• _TASK ITEM_
Nothing but the lines from the one with "much more readable?" down to the one with "Thank you for" should be returned, exactly and with both ends included, from the material below.

==*==

Issue #2683, opened 2018-08-06
Unexpected slowness when computing `NormalSubgroups(SymmetricGroup(n))` for some n


markuspf:
@mtorpey and I just happened upon the following unexpected behaviour:

```
gap> for i in [1..1000] do S := SymmetricGroup(40); NormalSubgroups(S);  Print("hi\n"); od;
```

Now sometimes GAP computes the normal subgroups of `Sym(40)` quite quickly (1-2 seconds), sometimes it takes a minute or (on @mtorpey's computer) seems to get stuck (in partition backtrack).

Maybe @hulpke can shine some light on where randomisation (pointing fingers randomly at reasons why this should even happen) is involved in this computation.

Of course for symmetric and alternating groups we can just install methods that give us the normal subgroups (@mtorpey is working on this) in basically no time at all, but there might be an underlying issue that makes this computation sometimes slower than it needs to be, and I'd like to know what it is.

markuspf:
Update: The code seems to never get stuck, it just has very large variations in runtime: from `1.2` seconds all the way to one hour and 20 minutes letting it run over night.

hulpke:
What happens is that the code of a centralizer of a random element is computed. In permutation groups probably a subgroup centralizer could be faster.

In any case, this should be faster, better etc. with proper recognition.

hulpke:
Looking at the example, the problem seems to be in Core(G,C) when C is a transitive subgroup of G. If G is the full symmetric group there is no quick reduction, so this takes a bit of time. I have added a silly heuristic (prefer intransitive centralizers) that avoids this bad case.

Issue #260, opened 2015-09-26
Improve the test setup


fingolfin:
This was prompted by some questions on PR #248. I think our test setup can be improved. There are some things with it that bother me; and some ideas for improvements; and I hope others have more ideas.
### Speed

My understanding so far was that `make testinstall` is meant to run fast. It is not clear what that should mean.... `testinstall.g` claims this: "The test requires about 750MB of memory and runs about one minute on an Intel Core 2 Duo / 2.53 GHz machine."

For me, `testinstall` runs in slightly more than two minutes on my 2012er MBP, which has a 2.3 GHz Intel Core i7 -- so this is a much faster machine than in the comment I just quoted, yet it takes longer than the promised one minute.

I think staying below one minute on some fixed reference machine is a good idea. The faster these tests are, the easier it is to convince devs to regularly run them. Let's make them faster then!

For starters, `make testinstall` (attempts to) run the test twice; the second time with "LoadAllPackages()". Can we please get rid of that? For me it always errors out anyway, and the chance for that increases if you have various in-development packages floating around.

I realize that this _might_ be a useful test for Jenkins, but then there should be a second targets `testinstall_all_packages` or so.

Going beyond that, I'd actually prefer if the tests run in, say, under 10 seconds, but that might be unrealistic. Still, I wonder whether e.g. `trans.tst` and `grppcnrm.tst` (the two slowest tests on my system) really "need" to do everything they do? Maybe they could be split into a "quick" version in "testinsall", and a "long" version in "teststandard"?
### Memory

We run all tests with `-m 100m`. Why? I never would run my GAP with so little memory, it just slows things down. Why don't we just use whatever default gap.sh runs with? Surely that default should be "good" for everybody on average, and since it is what most users will end up with by default, we should use it, no? If we are concerned about comparing timings (which we shouldn't), or about reproducibility, we could simply let the tests print the active settings at the start, no?
### Names of the test suites

Perhaps rename `testinstall` to `testquick` and `teststandard` to `testall`? Or even `test-quick` and `test-all`, which I find much more readable?

alex-konovalov:
Thank you for initiating this discussions. Just some details on where the current setup comes from.

The claim about 1 minute runtime was made a while ago, and after that some more tests were added (and even more things changed after that tests were rearranged). So it's not a speed regression. This of course should be updated. 750 MB memory comes from the `-o` option used in the Makefile - it is less than default, but we want it to be conservative to catch for regressions in memory usage.

[...]

PR #2684, opened 2018-08-06
Add NormalSubgroups methods for symmetric and alternating permutation groups

mtorpey:
The normal subgroups of a symmetric group are well-known and simply described: the trivial group, the Klein 4-group (if n=4), the alternating group, and the symmetric group itself.  An alternating group's normal subgroups are even simpler: the same but without the symmetric group.  The `NormalSubgroups` attribute in GAP should reflect this knowledge by having special methods for permutation groups that are known to be symmetric or alternating.

At the moment, some laborious work is done which means that calling, for example, `NormalSubgroups(SymmetricGroup(40))`, takes several seconds, while larger examples run for a very long time.  This PR introduces simple methods that return the appropriate subgroups.

Note that this only applies to *permutation* groups, since it is easy to describe subgroups based on their moved points.  Note also that this is **not** a fix for Issue #2683, a bug that probably applies to non-symmetric groups as well.

### DIFF
--- a/lib/gpprmsya.gi
+++ b/lib/gpprmsya.gi
@@ -2447,6 +2447,30 @@ InstallMethod( RadicalGroup, "symmetric", true,
 InstallMethod( RadicalGroup, "alternating", true,
     [ IsNaturalAlternatingGroup and IsFinite], 0,RadicalSymmAlt);
 
+InstallMethod(NormalSubgroups,
+"for a symmetric group",
+[IsSymmetricGroup],
+RankFilter(IsPermGroup),
+function(S)
+  if SymmetricDegree(S) <= 4 then
+    # S is soluble, so this includes the trivial group (and Klein 4)
+    return DerivedSeriesOfGroup(S);
+  fi;
+  # DerivedSubgroup is the alternating group
+  return [S, DerivedSubgroup(S), TrivialSubgroup(S)];
+end);
+
+InstallMethod(NormalSubgroups,
+"for an alternating group",
+[IsAlternatingGroup],
+RankFilter(IsPermGroup),
+function(A)
+  if AlternatingDegree(A) <= 4 then
+    # S is soluble, so this includes the trivial group (and Klein 4)
+    return DerivedSeriesOfGroup(A);
+  fi;
+  return [A, TrivialSubgroup(A)];
+end);
 
 #############################################################################
 ##
--- a/tst/testinstall/opers/NormalSubgroups.tst
+++ b/tst/testinstall/opers/NormalSubgroups.tst
@@ -1,0 +1,113 @@
+gap> START_TEST("NormalSubgroups.tst");
+
+# Natural symmetric groups
+gap> NormalSubgroups(SymmetricGroup(0)) = [Group(())];
+true
+gap> NormalSubgroups(SymmetricGroup(1)) = [Group(())];
+true
+gap> Set(NormalSubgroups(SymmetricGroup(2))) =
+> Set([Group(()), SymmetricGroup(2)]);
+true
+gap> Set(NormalSubgroups(SymmetricGroup(3))) =
+> Set([Group(()), AlternatingGroup(3), SymmetricGroup(3)]);
+true
+gap> Set(NormalSubgroups(SymmetricGroup(4))) =
+> Set([Group(()), Group((1,2)(3,4), (1,3)(2,4)),
+>  AlternatingGroup(4), SymmetricGroup(4)]);
+true
+gap> Set(NormalSubgroups(SymmetricGroup(5))) =
+> Set([Group(()), AlternatingGroup(5), SymmetricGroup(5)]);
+true
+gap> Set(NormalSubgroups(SymmetricGroup(6))) =
+> Set([Group(()), AlternatingGroup(6), SymmetricGroup(6)]);
+true
+gap> Set(NormalSubgroups(SymmetricGroup(15))) =
+> Set([Group(()), AlternatingGroup(15), SymmetricGroup(15)]);
+true
+gap> Set(NormalSubgroups(SymmetricGroup([3,7,4,11,70]))) =
+> Set([Group(()), AlternatingGroup([3, 4, 7, 11, 70]),
+>      SymmetricGroup([3, 4, 7, 11, 70])]);
+true
+gap> Set(NormalSubgroups(SymmetricGroup([7,4,13,21]))) =
+> Set([Group(()), Group((4,7)(13,21), (4,13)(7,21)),
+>      AlternatingGroup([4, 7, 13, 21]), SymmetricGroup([4, 7, 13, 21])]);
+true
+gap> NormalSubgroups(SymmetricGroup([42])) = [Group(())];
+true
+gap> NormalSubgroups(SymmetricGroup([])) = [Group(())];
+true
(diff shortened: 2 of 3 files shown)


lib/gpprmsya.gi
```diff
@@ -2447,6 +2447,42 @@ InstallMethod( RadicalGroup, "symmetric", true,
...
     [ IsNaturalAlternatingGroup and IsFinite], 0,RadicalSymmAlt);
 
+InstallMethod(NormalSubgroups,
+"for a perm group isomorphic to the symmetric group",
+[IsPermGroup and IsSymmetricGroup],
+function(G)
+  local pts, list;
+  pts := MovedPoints(G);
+  list := [Group(())];  # Trivial group
+  if Length(pts) = 4 then  # Klein 4-group
```
fingolfin: This check is only valid if the symmetric group is in its "natural" form, as tested by `IsNaturalSymmetricGroup`. But  `Sym(4)` also has e.g. a permutation representation acting on 24 points (i.e. the regular module):
```
gap> G:=Image(RegularActionHomomorphism(SymmetricGroup(4)));;
gap> IsSymmetricGroup(G);
true
gap> IsNaturalSymmetricGroup(G);
false
gap> NrMovedPoints(G);
24
```

lib/gpprmsya.gi
```diff
@@ -2447,6 +2447,42 @@ InstallMethod( RadicalGroup, "symmetric", true,
...
+  fi;
+  if Length(pts) > 1 then
+    Add(list, G);  # Symmetric group
+  fi;
+  return list;
+end);
+
+InstallMethod(NormalSubgroups,
+"for a perm group isomorphic to the alternating group",
+[IsPermGroup and IsAlternatingGroup],
```
fingolfin: I guess something similar could also be installed for `IsSimpleGroup`... Not saying you should, just thinking out loud. The case with few moved points are mostly trivial to compute anyway.

lib/gpprmsya.gi
```diff
@@ -2447,6 +2447,42 @@ InstallMethod( RadicalGroup, "symmetric", true,
...
+function(G)
+  local pts, list;
+  pts := MovedPoints(G);
+  list := [Group(())];
+  if Length(pts) = 4 then
```
fingolfin: Again, this test only is sufficient if you restrict to `IsNaturalAlternatingGroup`. Or switch the condition of this method to `IsSimpleGroup`.

fingolfin:
BTW, It might be better to instead modify `NormalSubgroupsCalc` to teach it about these cases. Probably @hulpke has something to say about that, too... My personal impression here is that this is something where group recognition would help for the full "proper" solution, but @hulpke will know far better.

mtorpey:
@ChrisJefferson, you're right.  Amended.

mtorpey:
In response to @fingolfin's comments, I've gone for `IsNaturalSymmetric/AlternatingGroup` as the filter since, as he points out, this algorithm only applies to groups that are the symmetric group on their set of moved points.  I've also made the tests less display-focused, which should allow them to pass regardless of which packages are loaded.

I don't know anything about `NormalSubgroupsCalc`, so I'll let others consider that. :)

markuspf:
If a group knows `IsSymmetric`, using `DerivedSubgroup` as the one proper normal subgroup would suffice (indeed to compute `IsSymmetric`, GAP computes the derived subgroup of `G`),

randomised recognition I can only find in `recog`.

Adding an additional case to `NormalSubgroupCalc` seems to be a rather complicated fix to this fairly simple problem.

fingolfin:
@markuspf I am not sure I understand what you are trying to say with the first paragraph of your last comment. Note that Sym(4) has another normal subgroup besides it derived subgroup.

markuspf:
@fingolfin, I was ignoring "trivial" cases.

Let's wait for @hulpke to comment.

fingolfin:
Observation: one could simply install `DerivedSeries` as a method in all these cases (does not require "natural" either)

fingolfin:
(Well, almost: the trivial group needs to be added in the nonsolvable cases)

markuspf:
Ok, now I see why one would want to integrate this into the `NormalSubgroupsCalc`: It'd work for *any* permutation group, even if it doesn't know its natural symmetric (or with improvements isomorphic to a symmetric group).

I think generalising the proposed code to at least work for any group that knows its symmetric is a fairly good thing to do (as @hulpke says this code wouldn't interfere with more sophisticated code that works for examples that don't even know that they're symmetric)

Furthermore, the test for `IsSymmetric` seems fairly cheap, essentially computing the derived subgroup and excluding some pesky counterexamples in the case of `n=6`, but now I am probably veering towards what the code in `NormalSubgroupsCalc` would do anyway.

Incidentally, @hulpke, is here a reference/publication that describes how `NormalSubgroupsCalc` works? That function looks quite daunting at first glance.

mtorpey:
I've updated this to use `DerivedSeries` and `DerivedSubgroup`, and therefore to work even for non-natural symmetric and alternating groups.  For now I've left everything in special methods, since I don't know a lot about `NormalSubgroupsCalc`.

In order to have this method selected over the method for `IsPermGroup` (which redirects to `NormalSubgroupsCalc`), I've added `RankFilter(IsPermGroup)` to the methods' priority.  Does this seem reasonable?

@hulpke: Perhaps I went a little overboard writing tests.  I'll rein it in a bit in future! :)

tst/testinstall/opers/NormalSubgroups.tst
```diff
@@ -0,0 +1,113 @@
...
+gap> IsNaturalSymmetricGroup(G);
+true
+gap> Set(NormalSubgroups(G)) =
+> Set([Group(()), Group((3,5)(7,11), (3,7)(5,11)),
+>      AlternatingGroup([3, 5, 7, 11]), SymmetricGroup([3, 5, 7, 11])]);
+true
+
+# Non-natural symmetric groups
+gap> S4 := Group((1,2,3,4), (1,2));;
+gap> hom := ActionHomomorphism(g, Arrangements([1..4], 4), OnTuples);;
```
fingolfin: change `g` to `S4` here (else the test fails when run on its own).

mtorpey: Thank you!  It's always the little things...

fingolfin:
I actually think that the tests added here are very good, and wish we had similarly thorough tests for many more operands. In particular, they cover the cases where the set we act on is *not* `[1..n]` (which is often forgotten), deals with edge cases (here: small n) etc.. However, the whole test runs in 250ms on my laptop, which is indeed a bit long (I mean, it's not much, but if you do the same thing for 1000 functions, that turns into 4 minutes). Simple solution: drop the two tests for degree 100 (or replace them by, say, degree 15), then it goes down to 20 milliseconds. Sure, those cases were what motivated you originally, but if we wanted to check for performance regressions, we really need to create a dedicated test setup for that first (see also issue #260).

Anyway: tests are failing because the changes here affect the example in the manual, in `lib/grp.gd:1870`.

hulpke:
@markuspf 
The algorithm in `NormalSubgroupsCalc` is described in  my 1998 ISSAC paper (
http://www.math.colostate.edu/~hulpke/paper/normalsub.pdf )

==*==

• _RESPONSE TO THIS EXERCISE_
Perhaps rename `testinstall` to `testquick` and `teststandard` to `testall`? Or even `test-quick` and `test-all`, which I find much more readable?

alex-konovalov:
Thank you for initiating this discussions. Just some details on where the current setup comes from.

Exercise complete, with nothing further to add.